• MATERIAL PROVIDED
□ □ □ □

PR #13, opened 2023-04-27
Implement a SpeechToText Provider

julien-nc:
Here is an STT provider using OpenAI's Whisper API. It supports mp3, mp4, mpeg, mpga, m4a, wav, or webm files as mentioned [there](https://platform.openai.com/docs/api-reference/audio/create).

### DIFF
--- a/lib/AppInfo/Application.php
+++ b/lib/AppInfo/Application.php
@@ -13,6 +13,7 @@ use OCA\OpenAi\Listener\OpenAiReferenceListener;
 use OCA\OpenAi\Reference\ChatGptReferenceProvider;
 use OCA\OpenAi\Reference\ImageReferenceProvider;
 use OCA\OpenAi\Reference\WhisperReferenceProvider;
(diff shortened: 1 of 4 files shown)


lib/AppInfo/Application.php
```diff
@@ -48,6 +49,10 @@ public function register(IRegistrationContext $context): void {
 			$context->registerReferenceProvider(ImageReferenceProvider::class);
 			$context->registerReferenceProvider(WhisperReferenceProvider::class);
 			$context->registerEventListener(RenderReferenceEvent::class, OpenAiReferenceListener::class);
+
+			if (version_compare($this->config->getSystemValueString('version', '0.0.0'), '27.0.0', '>=')) {
```
marcelklehr, line 53: Won't this, pre-v27, still load the STTProvider php file and then fail at the usage of the non-existing interface?

julien-nc: I thought so too and tried and it works. I guess the STTProvider.php file is only loaded if it's actually used at run time.

PR #52, opened 2023-11-02
AUTH: Support basic auth for local ai

mickenordin:
By default localai.io does not come with any authentication.

It is however trival to run behind a reverse proxy, and the most common way to authenticate with any webserver is with the widely supported basic auth scheme, using a username and password.

This patch allows an administrator or user to set a username and password to use with basic auth for a local installation of localai.


mickenordin:
@julien-nc I was hoping you would like to review this one? 🙏

MB-Finski:
Thanks for the contribution! ... and sorry for not reviewing this immediately; I'll get on it now!

MB-Finski:
Hey, @mickenordin: Thanks again for the contribution! If I'm not mistaken the personal settings front-end changes got dropped when merging the changes from main. Could, please, you add those back so that the attribution will be correct?

Storing the setting broke with 1.1.* due to the separate settings class, but I already made the necessary changes while testing this branch so no need to bother with those; I'll merge the changes to main once we get this merged (or I can create a pr on your branch if you'd like).

Another random though was that if  the api key is defined the basic authentication is skipped silently which can cause some confusion. Maybe in case of a 401 when both are defined we should add a warning message about this, WDYT?

mickenordin:
> Hey, @mickenordin: Thanks again for the contribution! If I'm not mistaken the personal settings front-end changes got dropped when merging the changes from main. Could you, please, add those back so that the attribution will be correct?
> 
Oops, sorry about that...
> Storing the settings broke with 1.1.* due to the separate settings class I introduced, but I already made the necessary changes while testing this branch so no need to bother with those; I'll merge the changes to main once we get this merged (or I can create a pr on your branch if you'd like).
> 
I gave you write access on my fork so you can do what ever you need to :)

> Another random thought was that if the api key is defined the basic authentication is skipped silently which can cause some confusion. Maybe in case of a 401 when both are defined we should add a warning message about this, WDYT?

Yes, I am not sure on how to  best handle this, I thought it made sense to give the api key precedence, but maybe we can do something more clever here, like make the options mutually exclusive in the ui. I am not very skilled in vue, but I am sure it would be possible to work something out?

MB-Finski:
Hmm.. It gets a bit tricky when making the setting mutually exclusive since the personal settings allow also filling both methods and in that case the admin api key would override the user specified basic auth and vice versa. I think the reasonable thing to do here is to have the admin manually specify which auth method has to be used and then that option is enforced in personal settings, too.

mickenordin:
> @mickenordin What do you think about the UI changes? Now the admin can choose the authentication method and then this auth method is forced in the personal settings, too. All these extra settings are hidden if openAI is used.

I will build a new version, and try it out!

mickenordin:
Yes, that looks perfect! Nice job @MB-Finski !

MB-Finski (approved):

□ □ □ □

The data should be copied out in full, exactly as it reads.

• OUTPUT BELOW
PR #13, opened 2023-04-27
Implement a SpeechToText Provider

julien-nc:
Here is an STT provider using OpenAI's Whisper API. It supports mp3, mp4, mpeg, mpga, m4a, wav, or webm files as mentioned [there](https://platform.openai.com/docs/api-reference/audio/create).

### DIFF
--- a/lib/AppInfo/Application.php
+++ b/lib/AppInfo/Application.php
@@ -13,6 +13,7 @@ use OCA\OpenAi\Listener\OpenAiReferenceListener;
 use OCA\OpenAi\Reference\ChatGptReferenceProvider;
 use OCA\OpenAi\Reference\ImageReferenceProvider;
 use OCA\OpenAi\Reference\WhisperReferenceProvider;
(diff shortened: 1 of 4 files shown)


lib/AppInfo/Application.php
```diff
@@ -48,6 +49,10 @@ public function register(IRegistrationContext $context): void {
 			$context->registerReferenceProvider(ImageReferenceProvider::class);
 			$context->registerReferenceProvider(WhisperReferenceProvider::class);
 			$context->registerEventListener(RenderReferenceEvent::class, OpenAiReferenceListener::class);
+
+			if (version_compare($this->config->getSystemValueString('version', '0.0.0'), '27.0.0', '>=')) {
```
marcelklehr, line 53: Won't this, pre-v27, still load the STTProvider php file and then fail at the usage of the non-existing interface?

julien-nc: I thought so too and tried and it works. I guess the STTProvider.php file is only loaded if it's actually used at run time.

PR #52, opened 2023-11-02
AUTH: Support basic auth for local ai

mickenordin:
By default localai.io does not come with any authentication.

It is however trival to run behind a reverse proxy, and the most common way to authenticate with any webserver is with the widely supported basic auth scheme, using a username and password.

This patch allows an administrator or user to set a username and password to use with basic auth for a local installation of localai.


mickenordin:
@julien-nc I was hoping you would like to review this one? 🙏

MB-Finski:
Thanks for the contribution! ... and sorry for not reviewing this immediately; I'll get on it now!

MB-Finski:
Hey, @mickenordin: Thanks again for the contribution! If I'm not mistaken the personal settings front-end changes got dropped when merging the changes from main. Could, please, you add those back so that the attribution will be correct?

Storing the setting broke with 1.1.* due to the separate settings class, but I already made the necessary changes while testing this branch so no need to bother with those; I'll merge the changes to main once we get this merged (or I can create a pr on your branch if you'd like).

Another random though was that if  the api key is defined the basic authentication is skipped silently which can cause some confusion. Maybe in case of a 401 when both are defined we should add a warning message about this, WDYT?

mickenordin:
> Hey, @mickenordin: Thanks again for the contribution! If I'm not mistaken the personal settings front-end changes got dropped when merging the changes from main. Could you, please, add those back so that the attribution will be correct?
> 
Oops, sorry about that...
> Storing the settings broke with 1.1.* due to the separate settings class I introduced, but I already made the necessary changes while testing this branch so no need to bother with those; I'll merge the changes to main once we get this merged (or I can create a pr on your branch if you'd like).
> 
I gave you write access on my fork so you can do what ever you need to :)

> Another random thought was that if the api key is defined the basic authentication is skipped silently which can cause some confusion. Maybe in case of a 401 when both are defined we should add a warning message about this, WDYT?

Yes, I am not sure on how to  best handle this, I thought it made sense to give the api key precedence, but maybe we can do something more clever here, like make the options mutually exclusive in the ui. I am not very skilled in vue, but I am sure it would be possible to work something out?

MB-Finski:
Hmm.. It gets a bit tricky when making the setting mutually exclusive since the personal settings allow also filling both methods and in that case the admin api key would override the user specified basic auth and vice versa. I think the reasonable thing to do here is to have the admin manually specify which auth method has to be used and then that option is enforced in personal settings, too.

mickenordin:
> @mickenordin What do you think about the UI changes? Now the admin can choose the authentication method and then this auth method is forced in the personal settings, too. All these extra settings are hidden if openAI is used.

I will build a new version, and try it out!

mickenordin:
Yes, that looks perfect! Nice job @MB-Finski !

MB-Finski (approved):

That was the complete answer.